Özel Dairenin İkinci Bozma Kararı:
12. Bölge adliye mahkemesinin yukarıda belirtilen kararına karşı yasal süresi içinde taraflarca temyiz isteminde bulunulmuştur.
13. Yargıtay 2. Hukuk Dairesinin 14.10.2020 tarihli ve 2020/3423 E. ve 2020/4738 K. sayılı kararı ile;
“…1- Dosyadaki yazılara ve bölge adliye mahkemesince bozma kararı gereğince hüküm verilmiş olmasına göre, tarafların aşağıdaki bendin kapsamı dışında kalan temyiz itirazlan yersizdir.

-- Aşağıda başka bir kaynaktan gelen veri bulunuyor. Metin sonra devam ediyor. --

PR #5927, opened 2024-10-04
Feat/save game manager

### LINKED ISSUE #5921: savefiles directory not created on program start
Follow-up issue to #5917 to track an improvement to the fix. The current implementation delays creating the "savefiles" directory until a game is being saved.

Details in the #5919 PR discussion thread, the TL;DR is below:

----

After the fix, there is still a popup "user://savefiles is not a directory" when attempting to load a game if the "savefiles" directory has not yet been created.

Fix by creating the "savefiles" directory on program startup in `Pi::App::OnStartup()` or as a task inside `StartupScreen:Start()` in "Pi.cpp".

mwerle:
Fixes #5921

The [first commit](64d48a8cef8f5a636b0a78b5c087045793456866) fixes the issue. This prevents a spurious popup from being shown when the game is started for the first time and the user attempts to load a game, as the creation of the "savefiles" directory was deferred until the first savegame was created. It also moves the remaining savegame-related items from the "Pi" class into the "Game" class to clean up the codebase.

The [second commit](63d31a389766f40487b91d4f8eb66a0efa98eb42) refactors the implementation to break all the savegame handling out of the "Game" class and into a new "SaveGameManager" class. This refactor is purely to compartmentalise the existing implementation better and follows the pattern laid out by the "ModManager" class.

The [third commit])(b60d6ca958617273ff3266340ee2626172a686f7) adds a "ListSaves" API, which allows a refactor of the Lua to remove the direct reference to the "savefiles" string and instead delegate this to the "SaveGameManager".

----

Initial testing shows all functionality behaving as expected (Load/Save games, list games, Autosave games).

No tests were made as to loading older saves to ensure upgrades still work, but there is nothing in this work to suggest that this should break.

----

NOTE: Only the first commit is necessary to fix the actual issue; the others are optional and can be reverted.

### DIFF
--- a/src/SaveGameManager.h
+++ b/src/SaveGameManager.h
@@ -56,7 +56,9 @@ public:
 
 	/** Delete a savegame file. */
 	static bool DeleteSave(const std::string &name);
+
+	/** Return a  list of saved games. */
+	static std::vector<FileSystem::FileInfo> ListSaves();
 };
 
 #endif
-
--- a/src/SaveGameManager.h
+++ b/src/SaveGameManager.h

2- Tarafların gerçekleşen sosyal ve ekonomik durumlarına, nafakanın niteliğine, günün ekonomik koşullarına göre ortak çocuk Hatice Kübra yararına takdir edilen iştirak nafakası azdır. Bölge adliye mahkemesince Türk Medeni Kanunu'nun 4. maddesindeki hakkaniyet ilkesi de dikkate alınarak daha uygun miktarda iştirak nafakasına hükmedilmesi gerekirken, yazılı şekilde hüküm tesisi doğru olmayıp bozmayı gerektirmiştir.

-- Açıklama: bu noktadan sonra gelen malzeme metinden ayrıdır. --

Issue #5319, opened 2022-01-10
UI roadmap (2nd pass)


Web-eWorks:
This issue collects future roadmap goals for the UI beyond the initial implementation or port to PiGui. All developers are welcome to add roadmap goals based on mockups or planned work, but please discuss them on IRC first!

See [the 1st pass project](https://github.com/pioneerspacesim/pioneer/projects/1?fullscreen=true)
[Mockup album.](http://imgur.com/a/6fqrd)
[Old mockups.](https://goo.gl/photos/usbRXT9TECbCPeNi8)

## World View UI
- [ ] Make ship information available as subwindow?
- [ ] Add more information to planetary situation display (bottom right)
- [ ] Comms window for chatting with other ships

#### FlightUI (reticle)
- [ ] Hide option? - (a user asked for it, so it won't be on top of the ship in external view)
- [ ] Follow-target / set speed mode selector
- [ ] Planetary flight / pitch ladder mode?
- [ ] Simplified version for in-cockpit 3d display?
- [ ] Add button/options for autopilot orientation holds

#### Comms Window
- [ ] Display message received timestamps
- [ ] New unread messages count

## Info Screen
- [ ] Convert to tabbed windows in WorldView?
- [ ] Format for use as 3d UI panels in ship cockpits?

#### Mission Display
- [ ] Orderable, filterable list
- [ ] A way to cancel missions

## Station Screen
- [ ] Mass and TWR data available on all screens

#### Bulletin Board System
- [ ] Ordering and filtering
- [ ] Active missions list?
- [ ] Cabin data for passenger missions?
- [ ] Display chat interface in BBS UI instead of popup

#### Commodity Market
- [ ] Ordering and filtering
- [ ] Cargo hold list?
- [ ] Commodity mass-per-unit display

#### Ship Market
- [ ] Compare new ship to current ship

#### Equipment Market
- [ ] Equipment details view (power, heat, etc...)
- [ ] Store purchased / ship equipment at station
- [ ] Equipment loadout presets?
- [ ] Move repair functionality to equipment screen?

## Sector Map
- [ ] Unify layout with [mockups](https://imgur.com/a/YuU79)
- [ ] Alternate star / label coloring (trade price, system economy, etc.)

## System Map
- [ ] Add "local situation" display of current body with planet heightmap, surface bookmarks, range to target, etc
- [ ] Brachistocrone calculator? (deltaV calculator for point-to-point planetary transfer)
[...]

PR #5932, opened 2024-10-07
feat: fix completion display of scan manager

### LINKED ISSUE #5930: Orbital Scan missions always require 100% completion even if contract requires less
### Observed behaviour
* Accept orbital scan mission
* Fly to target body and start scan
* Scan continues past target percentage and won't complete until 100% is reached

Orbit Scan Completion

### Expected behaviour
* Scan completes once target percentage is reached

### Steps to reproduce
As per "Observed behaviour"

### Analysis
The display of the orbital scanner shows the completion rate of the current target, not the percentage of the body scanned.

This is very confusing for a player.

This patch fixes the issue (not yet tested for surface scans, which should either continue to use the 0-100% completion, or display the distance covered so far):

**Patch 1 - fix orbital scans to show scan percentage, not completion percentage**

<details>

```diff
diff --git a/data/modules/Scout/ScanDisplay.lua b/data/modules/Scout/ScanDisplay.lua
index fc40c29ff..d01096aa9 100644
--- a/data/modules/Scout/ScanDisplay.lua
+++ b/data/modules/Scout/ScanDisplay.lua
@@ -195,12 +195,17 @@ function scanDisplay:drawScanInfo(scan, isHighlighted)
                target = ui.Format.Distance(scan.targetCoverage * 1000.0, "%.1f")
        end
 
-       local completion = math.min(1.0, scan.coverage / scan.targetCoverage)
+       local completion
+       if scan.orbital then
+               completion = math.floor(scan.coverage * 1000) / 10
+       else
+               completion = math.min(1.0, scan.coverage / scan.targetCoverage) * 100.0
+       end
 
        local data = {
                title = sBody.name .. ", " .. scan.bodyPath:GetStarSystem().name,
                target = target,
-               completion = string.format("%2.1f%%", completion * 100.0),
+               completion = string.format("%2.1f%%", completion),
                isActive = self.scanMgr:GetActiveScan() == scan,
                scan = scan,
                icon = scan.orbital and icons.map or icons.scanner,
```

</details>

Orbit Scan Completion - fixed

**Patch 2 - fix surface scans to show kilometers scanned instead of completion percentage**

<details>

```diff
diff --git a/data/modules/Scout/ScanDisplay.lua b/data/modules/Scout/ScanDisplay.lua
index fc40c29ff..3b40d270e 100644
--- a/data/modules/Scout/ScanDisplay.lua
+++ b/data/modules/Scout/ScanDisplay.lua
@@ -183,6 +183,7 @@ function scanDisplay:drawScanInfo(scan, isHighlighted)
        -- displayed when the active scanner cannot carry out the scan
        local altitude = string.upper(ls.INVALID_SCANNER)
        local target = ""
+       local completion = ""
 
        local params = scanMgr:GetScanParameters(sBody, scan.minResolution, scan.orbital)
        if params and params.canScan then
@@ -191,16 +192,16 @@ function scanDisplay:drawScanInfo(scan, isHighlighted)
 
        if scan.orbital then
                target = string.format("%.1f%%", scan.targetCoverage * 100.0)
+               completion = string.format("%2.1f%%", math.floor(scan.coverage * 1000) / 10)
        else
                target = ui.Format.Distance(scan.targetCoverage * 1000.0, "%.1f")
+               completion = ui.Format.Distance(scan.coverage * 1000.0, "%.1f")
        end
 
-       local completion = math.min(1.0, scan.coverage / scan.targetCoverage)
-
        local data = {
                title = sBody.name .. ", " .. scan.bodyPath:GetStarSystem().name,
                target = target,
-               completion = string.format("%2.1f%%", completion * 100.0),
+               completion = completion,
                isActive = self.scanMgr:GetActiveScan() == scan,
                scan = scan,
                icon = scan.orbital and icons.map or icons.scanner,
```

</details>

Orbit Scan Completion - fixed 2

Pioneer version: "trunk"
OS : Debian GNU/Linux 12 "bookworm"

[Test_scan.zip](https://github.com/user-attachments/files/17280109/Test_scan.zip)

mwerle:
## Bug link(s)
Fixes #5930 

### Background

The scan manager shows the completion percentage of the current scan target while performing a scan. This is confusing for players when performing orbital scan missions which require less than 100% of the planet to be scanned.

For example, the mission might request that 42% of the target planet needs to be scanned, but the completion percentage always goes from 0..100% - confusing the player when it goes past 42%.

For surface scan missions it was ok since the scan target is in kilometres, so having a 0..100% completion is understandable.

### Changes this PR provides

This PR proposes to modify both displays to instead of showing a completion percentage, showing the actual amount of square kilometres scanned so far. In addition, a progress bar showing the completion percentage is shown for the currently active scan.

Additionally:

* Fix for Scout missions completing at the first station the player docks at.
* Improvements to the way Scout missions are displayed in the players' mission log.

----

## Images

<details>

### Previously:

Orbit Scan Completion

### Now:

image

</details>


mwerle:
As an aside, I'm not sure how the scan resolution is useful to the player. For my first scanning mission I assumed it was the target altitude - somewhat scary skimming the surface of Mercury at 73m while in orbit (3km/s)..

It would also be really useful if the orbit planner could show some details of the orbit, such as aphelion and perihelion distances. Or even full orbital parameters, which could then tie into advanced scanning missions requiring the player to get into a particular orbit similar to KSP satellite missions (although that might be a bit technical for most players.. as-is according to some comments it's already too difficult if the scanning isn't in one of the "low"/"medium"/"high" autopilot orbits...)  That said, personally I'd love to see the orbit planner to be closer to the KSP one, and once a bunch of manoeuvre burns are defined the autopilot would simply execute those.

Web-eWorks (approved):
I think your Previously and Now images are flipped.

This is a reasonable change, although the one impact this has is that it can be much more difficult to see if the scan progress is going up on very large bodies.

As much as I personally think a 0...100% progress indicator is "clear", apparently it's unclear to users so I won't object.

> As an aside, I'm not sure how the scan resolution is useful to the player.

I agree, though I was the one to originally implement it there's definitely some missing information for the player to be able to intuit "this affects how high I can fly". I don't have strong ideas for what to "do" with it at current though.

> It would also be really useful if the orbit planner could[...]

These are all loosely planned. I have a WIP branch implementing an orbital situation display for the WorldView so you can see your current Ap/Pe, and adding full orbital details to the System View is definitely desired. We're currently tracking UI mockups in #5319 - the Transfer/Orbit Planner heading (and "Orbital map ideas" under the Other Mockups section) contain some ideas for how to present that information to the player.

Someone willing to deal with the mess that is the autopilot code and implement an `AICmdExecuteManeuver()` method would be a huge boon towards making that a reality - I tend to stay busy with the systemic side of things and haven't gotten enough time to tackle the math required.

mwerle:
> I think your Previously and Now images are flipped.
> 
Eh, I just copied the image links from the bug report instead of uploading the images again, and forgot that the first two images were to demonstrate the issue..  removed the incorrect image.

> This is a reasonable change, although the one impact this has is that it can be much more difficult to see if the orbital scan progress is going up on very large bodies with an e.g. 20% coverage scan contract.
> 
It took forever to go up a percentage point before as well.. but unless we increase the number of decimals I don't think there's any way to improve on this.

Also, given this is all floats there's some rounding issues - even with these changes, it can look as if the scan has completed, but it still has a little way to go. 

For example:
```
Target: 0.43746  -> Display: 43.7%
Current: 0.43713 -> Display: 43.7%
```

One way to fix this would be to clamp the target distance/percentage to a single decimal point.  Ideally I'd prefer to rework all of this to just use integers, but Lua is untyped (or rather, you can't specify a type, values have types as determined by Lua) as far as I've been able to work out.

> As much as I personally think a 0...100% progress indicator is "clear", apparently it's unclear to users so I won't object.
> 
It's clear enough for the surface scan, but it was (IMHO) very confusing for the orbit scan, and I had found an online discussion _somewhere_ (despite lots of Googling and going back through browser history I was unable to find this again - there's a possibility I hallucinated it even though I am fairly certain I'm not an AI..) with a person raising exactly the same issue. I found it while trying to find an online guide on how to use the scanners..

The "MINIMUM ALTITUDE" was completely unclear to me.. I thought it meant I was still too high.

Perhaps instead of displaying the scanning status in the title, add  additional icons to the scanner display?  Altitude low/optimal/high/out-of-range? (With out-of-range used for both too low as well as too high).

Now that I've played with it more I've seen more information in-game such as the minimum altitude in the scanner description, so this may not be a big deal for most people, but I did struggle to intuit how to use the scanner.

> > As an aside, I'm not sure how the scan resolution is useful to the player.
> 
> I agree, though I was the one to originally implement it there's definitely some missing information for the player to be able to intuit "this affects how high I can fly". I don't have strong ideas for what to "do" with it at current though.
> 
I think it would make it too simple to simply list minimum and maximum altitudes; it would be nice if there was a way for players to "learn" the optimal altitude for a scanner and the desired resolution. Or perhaps add the current resolution to the display and have it change based on the altitude, that way a player can home in on the optimal altitude.

Does the speed of scanning change based on altitude?  Lower orbits are faster, but higher orbits can allow for a wider area to be scanned per orbit.. but the debug display seems to indicate that the number of required orbits is fixed for a given body/scan resolution/completion percentage.

> > It would also be really useful if the orbit planner could[...]
> 
> These are all loosely planned. 

Yayy :)

mwerle:
... re-reading (and a few coffees later), I now understand what you meant with it taking longer to show progress.  Yes, that is a valid point.

Instead of showing a completion percentage as a number, how about having a bar fill up to show the completion? (This would require a bit more work). 

**Mockup:**


Scan Progress Bar Mockup

impaktor:
> I found it while trying to find an online guide on how to use the scanners

Ideally, the wiki should be the place. E.g. there's some on the [FAQ](https://wiki.pioneerspacesim.net/wiki/FAQ#Map_survey_.2F_scan_mission_does_not_progress) or [mission types](https://wiki.pioneerspacesim.net/wiki/Mission_Types_and_BBS) page

> It took forever to go up a percentage point before as well.. but unless we increase the number of decimals I don't think there's any way to improve on this.

From a game perspective, player would expect to see their action (flying within correct parameters) to have a visible effect in some way so they don't have to wonder if they're doing it right or not, so wold be nice if this was improved.

mwerle:
Got the progress bar working :

image


Yayy/nayy?

impaktor:
I guess it comes down to what the percentage should represent: surface scanned, or mission completion? What makes the player think the percentage would be anything other than total mission progress? Does the mission contractor say "scan X % of the planet"? I can't remember that (I think I wrote/edited those mission texts). If they did, I'd opt to change in that end.

Why is the Mars, Sol mission at 1384%?

mwerle:
> I guess it comes down to what the percentage should represent: surface scanned, or mission completion? What makes the player think the percentage would be anything other than total mission progress? Does the mission contractor say "scan X % of the planet"? I can't remember that (I think I wrote/edited those mission texts). If they did, I'd opt to change in that end.
> 

Yes, the mission-giver states that the mission requires, for example, "13.8%" of the target planet to be scanned. Which is also what the requirements show (bottom-left of the scan card).

 Up to now, the completion indicator (top-right of the card) always went from 0..100% - which I found rather confusing when it went past the "13.8%" of the target. 


> Why is the Mars, Sol mission at 1384%?
Because I stuffed up creating a scan mission.. the debug screen was (I'm guessing) originally designed for surface scans, so it doesn't have a percentage slider, only a kilometers one, and 1km == 100%, not 1%..

mwerle:
Mission details screen:

Screenshot_20241007_210156

Zireael07:
Another idea:

> Yes, the mission-giver states that the mission requires, for example, "13.8%" of the target planet to be scanned. Which is also what the requirements show (bottom-left of the scan card).

> Up to now, the completion indicator (top-right of the card) always went from 0..100% - which I found rather confusing when it went past the "13.8%" of the target.

Have a thick line across the progress bar at 13.8% and/or change the color of the bar after 13.8%? Show a big tick in the top right after 13.8%?

mwerle:
> Another idea:
> 
> > Yes, the mission-giver states that the mission requires, for example, "13.8%" of the target planet to be scanned. Which is also what the requirements show (bottom-left of the scan card).
> 
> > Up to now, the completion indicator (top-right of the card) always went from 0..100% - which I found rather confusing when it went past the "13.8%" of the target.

3- Tarafların tespit edilen ekonomik ve sosyal durumları, boşanmaya yol açan olaylardaki kusur dereceleri, paranın alım gücü, kişilik haklarına yapılan saldırı ile ihlâl edilen mevcut ve beklenen menfaat dikkate alındığında davacı-davalı kadın yaranna takdir edilen maddi ve manevi tazminat azdır. Türk Medeni Kanunu'nun 4. maddesindeki hakkaniyet ilkesi ve Türk Borçlar Kanunu'nun 50. ve 51. maddeleri hükümleri dikkate alınarak daha uygun miktarda maddi (TMK m. 174/1) ve manevi (TMK m. 174/2) tazminat takdiri gerekirken, yazılı şekilde hüküm kurulması doğru olmayıp, bozmayı gerektirmiştir.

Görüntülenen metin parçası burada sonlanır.